Segment it: anchor · class+ · literal `@` · class+ · escaped dot · class with `{2,}` · anchor. In words: "start, one or more local-part characters, an @, one or more domain characters, a literal dot, at least two letters, end." That's the [email pattern](/regex/email) — and now it reads like a sentence.

## The traps that bite everyone

- **The unescaped dot.** `devkult.com` as a pattern also matches `devkultXcom`. Escape it: `devkult\.com`.
- **Missing anchors.** Validation without `^…$` accepts garbage with a valid substring inside.
- **Greedy matching.** `".*"` on `say "a" and "b"` matches from the first quote to the *last*. Use `".*?"` (lazy) or better, `"[^"]*"` (explicit).
- **Alternation scope.** `^http|https$` is *not* "http or https" — it's "starts with http, **or** ends with https." Group it: `^https?$`.
- **Quantifier target.** `ab+` matches `abbb`, not `ababab`. The `+` binds only to `b`; you wanted `(?:ab)+`.

## Practice on real patterns

The fastest way to internalize this is reading annotated real-world patterns.
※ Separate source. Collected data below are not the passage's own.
PR #256, opened 2021-10-05
Add support for Python 3.10

laysauchoa:
Python 3.10 has been released on 4 Oct, 2021.
We can add support for it.

### DIFF
--- a/.circleci/config.yml
+++ b/.circleci/config.yml
@@ -43,6 +43,18 @@ jobs:
           password: $DOCKERHUB_PASSWORD
     <<: *steps
 
+  test-310:
+    docker:
+      - image: circleci/python:3.10
+        auth:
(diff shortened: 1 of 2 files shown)


laysauchoa:
oh, this image is not yet available.I'll leave it here :)

OrangeTux:
The image is available now. However, the build fails.

tropxy:
There are some incompatibilities with python 3.10 and older versions of pytest [1]. The problem may be there...

[1]: https://stackoverflow.com/questions/69528842/an-error-while-trying-to-execute-tests-on-python-3-10-with-pytest

tropxy:
As we moved to GHA and 3.10 tests were included there, this PR can be closed. Thanks for the initiative @laysauchoa

PR #259, opened 2021-10-21
Update enums.py

shaikhasif15752:
Fixed SetMonitorBase typo, which was causing NotImplementedError


tropxy:
There's some weird error with the CI tests when import the six package.. @OrangeTux can we re-run the build? I checked if I could and I cant...

OrangeTux (approved):
Thanks for the PR.

Issue #252, opened 2021-09-21
Tests started to fail in CircleCI


laysauchoa:
Locally, I have run:
```
make deps && make test
```
But this step is failing in the circleci [here](https://app.circleci.com/pipelines/github/mobilityhouse/ocpp/427/workflows/c4d6a24e-cc7a-4d9c-b2ee-1278b03b11b2/jobs/1263) and basically just a text on [README](https://github.com/mobilityhouse/ocpp/commit/a454235df30f9dce405a49219f4f3e7cd239a1de) was changed as a possible test.

OrangeTux:
Interesting catch. I [reran a build](https://app.circleci.com/pipelines/github/mobilityhouse/ocpp?branch=master) that previously worked and this build starts to fail now as well. It seems that the build is not reproducible.

OrangeTux:
It seems that a recent version of `poetry` contains a bug. See https://github.com/python-poetry/poetry/issues/4523  As the build doesn't pins the version of `poetry` the latest version is installed. Thanks @Roger for figuring this out.

Roger:
After digging a bit more, looks like our issue is that our lockfile is in an old format that doesn't contain the algo in the hashes and since we didn't add any dependency to the project for so long, it didn't update to the latest format and at some point became backwards incompatible https://github.com/python-poetry/poetry/issues/4523#issuecomment-925075103

Running `poetry lock --no-update` should fix the issue

laysauchoa:
@Roger this is what I get when I run poetry `lock --no-update`.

Every entry in the [regex pattern library](/regex) — [email](/regex/email), [URL](/regex/url), [UUID](/regex/uuid), [IPv4](/regex/ipv4), [phone](/regex/phone-number), and more — comes with exactly this kind of token-by-token table, match/no-match examples, and a pre-loaded [live tester](/tools/regex/regex-tester) so you can break the pattern and watch what changes.

Six token types, read left to right. Every regex is just those, composed.